FWIW, I'm on 30 acres of rough pasture and steep wooded hillsides, over which I've towed a reasonable cross-section of attachments behind six different Cat 1 and Cat 2 tractors. After doing this for 16 years, I've probably accumulated five pounds of assorted bushings and sleeves. In all that time I've never once incurred any kind of damage to a pin, a hole, a bushing, or a coupler.
//greg//
I suppose a smaller pin could wear out the drawbar hole faster but your losing me about the hitch wear (3/4" pin in 3/4" holes). I guess I should have been a little more through with my comment. #1 priority is to have a pin capable of handling the load. When you have a pivoting hitch tongue end (end towards the tractor) you can stuff the holes as tight as you want with no problems. If the tongue does not pivot, then you need room at the hitch pin to allow for flexing. The amount of room needed is amplified as the drawbar thickness is increased. Smaller tractors with 1/2" thick drawbars are less of an issue.

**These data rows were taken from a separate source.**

PR #2974, opened 2026-02-04
Fix connection failures due to failing driver tests while auto granting permissions

amanjeetsingh150:
## Problem

Auto granting permissions via the XCUITest driver can cause tests to fail when the expected permission buttons are not present on screen. The XCUITest tap API retries and also scrolls automatically while attempting to locate the button, which eventually results in a test failure if we don't find it and, in some cases, connection errors. These retries also add unnecessary slowness, for overall test execution.

This PR fixes by tapping on coordinates we already know from hierarchy snapshot from caller class.

### Bug Fix

Currently we use:

```swift
let predicate = NSPredicate(format: "label CONTAINS[c] %@", notificationsPermissionLabel)
let alert = foregroundApp.alerts.matching(predicate).element
let allowButton = alert.buttons.element(boundBy: 1)
allowButton.tap()

```
This is the main culprit, to tackle this we would just inject AXElement from caller that already has access to hierarchy.
This would just find the buttons and tap on them using coordinates:

Check this here: [SystemPermissionsHelper](https://github.com/mobile-dev-inc/Maestro/blob/MA-3925/maestro-ios-xctest-runner/maestro-driver-iosUITests/Routes/Helpers/SystemPermissionHelper.swift#L23).

### Structural Changes

1. Writing tests for this layer was getting increasingly difficult, especially for validating filtering logic. To address this, we extracted the Swift-only domain logic into an isolated, testable module: [MaestroDriverLib](https://github.com/mobile-dev-inc/Maestro/tree/MA-3925/maestro-ios-xctest-runner/MaestroDriverLib/Sources/MaestroDriverLib).

2. We’ve also moved integration tests into a separate unit-test scheme that only requires a device. This decouples them from the driver scheme and significantly speeds up execution.
 
### CI changes:

With the structural changes above we can simplify CI for iOS further:

- Removing the confusing warning of building iOS driver. Its flaky and doesn't add value. 
- Runs the MaestroDriverLib unit test, and maestro-driverTests unit test 
- These tests are fast because either they don't require any device or they can be run just with simulator.

## Testing

- [x] Sample Demo App: Check PR here: https://github.com/mobile-dev-inc/demo_app/pull/11
- [x] User flow
- [x] Local environment

https://github.com/user-attachments/assets/b4127a6a-3e08-4bca-8485-783ec66dbfcc

## Issues fixed

- Slowness on test execution, this is big one because this was part of view hierarchy which maestro does frequently
- Connection failures due to failing tests.


.github/workflows/warn_build_xctestrunner.yaml
Fishbowler, line 1: This isn't useful for external contributors?

maestro-ios-xctest-runner/maestro-driver-iosTests/SnapshotParametersTests.swift
```diff
@@ -0,0 +1,82 @@
+import XCTest
+
+/// Tests to verify XCTest's accessibility snapshot parameters and swizzling behavior.
+/// These tests run as unit tests hosted in the simulator, giving access to XCTest runtime.
+/// The test scheme sets `snapshotKeyHonorModalViews=false` to trigger swizzling.
```
Fishbowler, line 5: swizzling is a great word 😂

steviec (approved):
I want to approve this so you are free to merge if you want.

PR #2979, opened 2026-02-05
Add tags & properties to test reports

proksh:
- Display flow tags and custom properties in HTML reports (tags as badges, properties as a table)
  - Include tags and properties in JUnit XML reports for CI integration


maestro-cli/src/main/java/maestro/cli/report/HtmlTestSuiteReporter.kt
Fishbowler: When testing this, found that this line causes the collapse to fail when the name has spaces. Is this something you can fix?

proksh: Updated

Fishbowler: Approved, but there's a unit test fix needed... sorry 😬

proksh: Fixed that as well, sorry about that. :)

PR #2981, opened 2026-02-05
fix: screenshot exceptions

proksh:
## Problem

- `Nullpoint` exception while takeScreenshot
- Logs hard to connect to the call made

## Reason

The issue is that `uiAutomation.takeScreenshot()` can return null in transient situations (window not laid out, invalid SurfaceControl, SurfaceFlinger errors). These are often temporary [[UiAutomation](https://developer.android.com/reference/android/app/UiAutomation#takeScreenshot(android.view.Window))].
   
## Solution

1. Added 3 time exponential backoff retry before failing. 

Why retry is appropriate here??    
  1. Window not laid out - A brief wait allows rendering to complete
  2. Invalid SurfaceControl - Often transient during activity transitions
  3. SurfaceFlinger errors - Can be momentary system hiccups
    
The retry approach with 3 attempts (200ms, 400ms, 800ms) adds at most ~1.4s on failure cases while handling the common transient scenarios.

2. Added call name to logs inside runDeviceCall.


maestro-android/src/androidTest/java/dev/mobile/maestro/MaestroDriverService.kt
```diff
@@ -334,15 +342,32 @@ class Service(
...
     ) {
         try {
-            val bitmap = uiAutomation.takeScreenshot()
+            // Retry on IO failures and when screenshot returns null (window not ready / SurfaceControl invalid).
+            val bitmap = runBlocking {
+                val retryOnIOExceptionOrNull = continueIf<Throwable> {
+                    it.failure is IOException || it.failure is ScreenshotException
+                }
+                retry(
+                    stopAtAttempts<Throwable>(3) + retryOnIOExceptionOrNull + binaryExponentialBackoff(min = 500L, max = 5000L)
```
amanjeetsingh150: This is business logic and should be tested and moved to ScreenshotService.

maestro-android/src/androidTest/java/dev/mobile/maestro/MaestroDriverService.kt
```diff
@@ -334,15 +342,32 @@ class Service(
...
+                ) {
+                    val result = uiAutomation.takeScreenshot()
+                    if (result == null) {
```
amanjeetsingh150: Why is this added check here? Can't we just keep the lines exactly where we have NullPointerException in retry block.

maestro-android/src/androidTest/java/dev/mobile/maestro/MaestroDriverService.kt
proksh: Make sense, updated.

maestro-android/src/androidTest/java/dev/mobile/maestro/MaestroDriverService.kt
proksh: Done

PR #2988, opened 2026-02-10
Fix: only dismiss notifications dialog automatically

amanjeetsingh150:
## Proposed changes

Refactoring the auto dismissal, started automatically dismissing other dialogs. This makes sure we only dismiss notification dialogs.

## Testing

- [x] Adds tests for make sure we only dismiss buttons inside the notifications dialogs aligns with how it was before


maestro-ios-xctest-runner/MaestroDriverLib/Sources/MaestroDriverLib/Helpers/PermissionButtonFinder.swift
```diff
@@ -6,14 +6,16 @@ public enum PermissionButtonResult: Equatable {
...
-    /// Permission value doesn't require action (unset/unknown)
+    /// Permission value doesn't require action (unset/unknown/not a permission dialog)
     case noActionRequired
 }
 
 /// Pure logic for finding permission dialog buttons in the view hierarchy.
 /// This class has no XCUITest dependencies and can be unit tested.
 public final class PermissionButtonFinder {
 
+    static let notificationsPermissionLabel = "Would Like to Send You Notifications"
```
proksh, line 17: Is it possible that notification permission message is different between os or updates??

Fishbowler: We've not seen this on iOS 16/17/18
We do get complaints that it only happens in English, but that's a different issue altogether 😂

amanjeetsingh150: Not that I'm aware of. But definitely this can be sensitive to OS and locales. This right now aligns with our past logic. We can make sure to add cases for that. Let me actually write this on permissions rewrite we'll be doing.

PR #2990, opened 2026-02-10
fix: iOS call timeout being 60 seconds

amanjeetsingh150:
## Proposed changes

iOS driver HTTP client doesn't configure a call timeout right now. This is a huge problem because this can leave the calls hanging on our XCUITest server.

Say for example that you bushed the drawbar hole to 3/4". Now you have 3/4" holes and pin. If you were to take a 4' hitch pole off a wagon and attach to the drawbar you would get maybe 6" of vertical movement at the rear end (assuming unworn holes). That pole can easily see 3' of vertical movement in relation to the drawbar. Remember that the drawbar attitude changes also as the tractor goes nose up/down. There is going to be a problem is the hitch has to move 3' but is only allowed 6".
I have seen a empty gravity box wagon with the front wheels off the ground due solely to no pin clearance. In that case a drawbar maybe 1.5" - 1.75" thick with a worn hole was "fixed" and given a 3/4" hole because "all the pins are 3/4" As far as the connection for road hauling, thats a tough one. I've never pulled jumbo wagons. What pin size do they run, maybe 1"? Hard to argue for a sloppy connection, but if a wagon is wandering all over the road, I would bet it has more to do with bad wheel toe and worn steering on the running gear than a 1/4" of slop at the pin.
Some of you guys are over-thinking this.